DATA TO EXAMINE Start Marker
PR #2412, opened 2026-05-14
Add native enum type support for postgresql

### LINKED ISSUE #2258: Support enums in postgres
Hi there, basically just checking to see if this something you all would consider adding. Postgres supports enums on columns but it's a two-step process where you make an enum type and then you set that type on the create like this:

```
CREATE TYPE mood AS ENUM ('sad', 'ok', 'happy');
CREATE TABLE person (
    name text,
    current_mood mood
);
```
More information at https://www.postgresql.org/docs/current/datatype-enum.html

ErfanMomeniii:
Adds native PostgreSQL enum type support to `PostgresAdapter`.                
                                                                                
## Problem                                                                    
                                                                                
PostgreSQL requires a two-step process for enum columns — first `CREATE TYPE ... AS ENUM (...)`, then referencing that type in column definitions. Phinx only supported MySQL's inline `ENUM('a','b')` syntax.      
                                                                                
See: https://github.com/cakephp/phinx/issues/2258                             
                                                                                
## Solution                                                                   
                                                                                
Handle the full enum lifecycle automatically with the naming convention `{table}_{column}` (e.g. `orders_status`) to prevent cross-table collisions.  
                                                                                
| Operation | Behavior |                                                      
|---|---|                                                                     
| `createTable()` | Emits `CREATE TYPE` before `CREATE TABLE` |               
| `addColumn()` | Emits `CREATE TYPE` before `ALTER TABLE` |                  
| `dropColumn()` | Drops the associated enum type after column removal |      
| `dropTable()` | Drops all associated enum types after table removal |       
| `getColumns()` | Round-trips enums back as `PHINX_TYPE_ENUM` with values from `pg_enum` |                                                              
                                                                                
## Usage                                                                      
                                                                                
```php                                                                        
$this->table('orders')
      ->addColumn('status', 'enum', [
          'values'  => ['pending', 'shipped', 'delivered'],
          'default' => 'pending',
      ])
      ->create();
```
Rollbacks work automatically — dropping a column or table cleans up the associated PostgreSQL type.

## Tests

10 new integration tests covering create, add, drop column, drop table, round-trip, cross-table isolation, and schema-qualified tables.

[Fixes #2258 ](https://github.com/cakephp/phinx/issues/2258)

### DIFF
--- a/src/Phinx/Db/Adapter/AdapterInterface.php
+++ b/src/Phinx/Db/Adapter/AdapterInterface.php
@@ -70,11 +70,13 @@ interface AdapterInterface
         self::PHINX_TYPE_POLYGON,
     ];
 
-    // only for mysql so far
+    // MySQL-specific types
     public const PHINX_TYPE_MEDIUM_INTEGER = 'mediuminteger';
-    public const PHINX_TYPE_ENUM = 'enum';
     public const PHINX_TYPE_SET = 'set';
     public const PHINX_TYPE_YEAR = 'year';
+
+    // Supported by MySQL and PostgreSQL
+    public const PHINX_TYPE_ENUM = 'enum';
 
     // only for postgresql so far
     public const PHINX_TYPE_CIDR = 'cidr';
--- a/src/Phinx/Db/Adapter/PostgresAdapter.php
+++ b/src/Phinx/Db/Adapter/PostgresAdapter.php
@@ -42,6 +42,7 @@ class PostgresAdapter extends PdoAdapter
         self::PHINX_TYPE_MACADDR,
         self::PHINX_TYPE_INTERVAL,
         self::PHINX_TYPE_BINARYUUID,
+        self::PHINX_TYPE_ENUM,
     ];
 
     private const GIN_INDEX_TYPE = 'gin';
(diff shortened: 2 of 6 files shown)


ErfanMomeniii:
Hi @dereuromark , could you please review it?

dereuromark:
@MasterOdin took over maintainance.

dereuromark:
@MasterOdin are u ok with this?

MasterOdin (changes requested):
I think there's a bug here where since using the table and column name to look up enum names, if a rename happens for either, then the link breaks on the enum. Probably should add a rename of the enum on renaming the table or column I guess? Alternative would be to do a DB look-up of the enum name when doing a drop column or drop table.

ErfanMomeniii:
Thanks, @MasterOdin. I fixed it.

`getRenameTableInstructions` and `getRenameColumnInstructions` now emit `ALTER TYPE ... RENAME TO`, so the `{table}_{column}` enum naming convention stays invariant after table or column renames. That way, `dropColumn` and `dropTable` can still locate the correct enum type.

The rename only applies to convention-based enum types, so custom enum types are left untouched.

I decided to skip the DB lookup approach for now to keep the change small, but we can always revisit it if supporting externally renamed enum types becomes necessary.

I also added tests covering table and column renames, as well as dropping columns/tables after a rename.

MasterOdin (approved):
thanks for your contribution.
DATA TO EXAMINE End Marker
=== ACTIVITY ===
Start to finish, copy the records above with no differences.

=== RESULT BELOW ===
PR #2412, opened 2026-05-14
Add native enum type support for postgresql

### LINKED ISSUE #2258: Support enums in postgres
Hi there, basically just checking to see if this something you all would consider adding. Postgres supports enums on columns but it's a two-step process where you make an enum type and then you set that type on the create like this:

```
CREATE TYPE mood AS ENUM ('sad', 'ok', 'happy');
CREATE TABLE person (
    name text,
    current_mood mood
);
```
More information at https://www.postgresql.org/docs/current/datatype-enum.html

ErfanMomeniii:
Adds native PostgreSQL enum type support to `PostgresAdapter`.                
                                                                                
## Problem                                                                    
                                                                                
PostgreSQL requires a two-step process for enum columns — first `CREATE TYPE ... AS ENUM (...)`, then referencing that type in column definitions. Phinx only supported MySQL's inline `ENUM('a','b')` syntax.      
                                                                                
See: https://github.com/cakephp/phinx/issues/2258                             
                                                                                
## Solution                                                                   
                                                                                
Handle the full enum lifecycle automatically with the naming convention `{table}_{column}` (e.g. `orders_status`) to prevent cross-table collisions.  
                                                                                
| Operation | Behavior |                                                      
|---|---|                                                                     
| `createTable()` | Emits `CREATE TYPE` before `CREATE TABLE` |               
| `addColumn()` | Emits `CREATE TYPE` before `ALTER TABLE` |                  
| `dropColumn()` | Drops the associated enum type after column removal |      
| `dropTable()` | Drops all associated enum types after table removal |       
| `getColumns()` | Round-trips enums back as `PHINX_TYPE_ENUM` with values from `pg_enum` |                                                              
                                                                                
## Usage                                                                      
                                                                                
```php                                                                        
$this->table('orders')
      ->addColumn('status', 'enum', [
          'values'  => ['pending', 'shipped', 'delivered'],
          'default' => 'pending',
      ])
      ->create();
```
Rollbacks work automatically — dropping a column or table cleans up the associated PostgreSQL type.

## Tests

10 new integration tests covering create, add, drop column, drop table, round-trip, cross-table isolation, and schema-qualified tables.

[Fixes #2258 ](https://github.com/cakephp/phinx/issues/2258)

### DIFF
--- a/src/Phinx/Db/Adapter/AdapterInterface.php
+++ b/src/Phinx/Db/Adapter/AdapterInterface.php
@@ -70,11 +70,13 @@ interface AdapterInterface
         self::PHINX_TYPE_POLYGON,
     ];
 
-    // only for mysql so far
+    // MySQL-specific types
     public const PHINX_TYPE_MEDIUM_INTEGER = 'mediuminteger';
-    public const PHINX_TYPE_ENUM = 'enum';
     public const PHINX_TYPE_SET = 'set';
     public const PHINX_TYPE_YEAR = 'year';
+
+    // Supported by MySQL and PostgreSQL
+    public const PHINX_TYPE_ENUM = 'enum';
 
     // only for postgresql so far
     public const PHINX_TYPE_CIDR = 'cidr';
--- a/src/Phinx/Db/Adapter/PostgresAdapter.php
+++ b/src/Phinx/Db/Adapter/PostgresAdapter.php
@@ -42,6 +42,7 @@ class PostgresAdapter extends PdoAdapter
         self::PHINX_TYPE_MACADDR,
         self::PHINX_TYPE_INTERVAL,
         self::PHINX_TYPE_BINARYUUID,
+        self::PHINX_TYPE_ENUM,
     ];
 
     private const GIN_INDEX_TYPE = 'gin';
(diff shortened: 2 of 6 files shown)


ErfanMomeniii:
Hi @dereuromark , could you please review it?

dereuromark:
@MasterOdin took over maintainance.

dereuromark:
@MasterOdin are u ok with this?

MasterOdin (changes requested):
I think there's a bug here where since using the table and column name to look up enum names, if a rename happens for either, then the link breaks on the enum. Probably should add a rename of the enum on renaming the table or column I guess? Alternative would be to do a DB look-up of the enum name when doing a drop column or drop table.

ErfanMomeniii:
Thanks, @MasterOdin. I fixed it.

`getRenameTableInstructions` and `getRenameColumnInstructions` now emit `ALTER TYPE ... RENAME TO`, so the `{table}_{column}` enum naming convention stays invariant after table or column renames. That way, `dropColumn` and `dropTable` can still locate the correct enum type.

The rename only applies to convention-based enum types, so custom enum types are left untouched.

I decided to skip the DB lookup approach for now to keep the change small, but we can always revisit it if supporting externally renamed enum types becomes necessary.

I also added tests covering table and column renames, as well as dropping columns/tables after a rename.

MasterOdin (approved):
thanks for your contribution.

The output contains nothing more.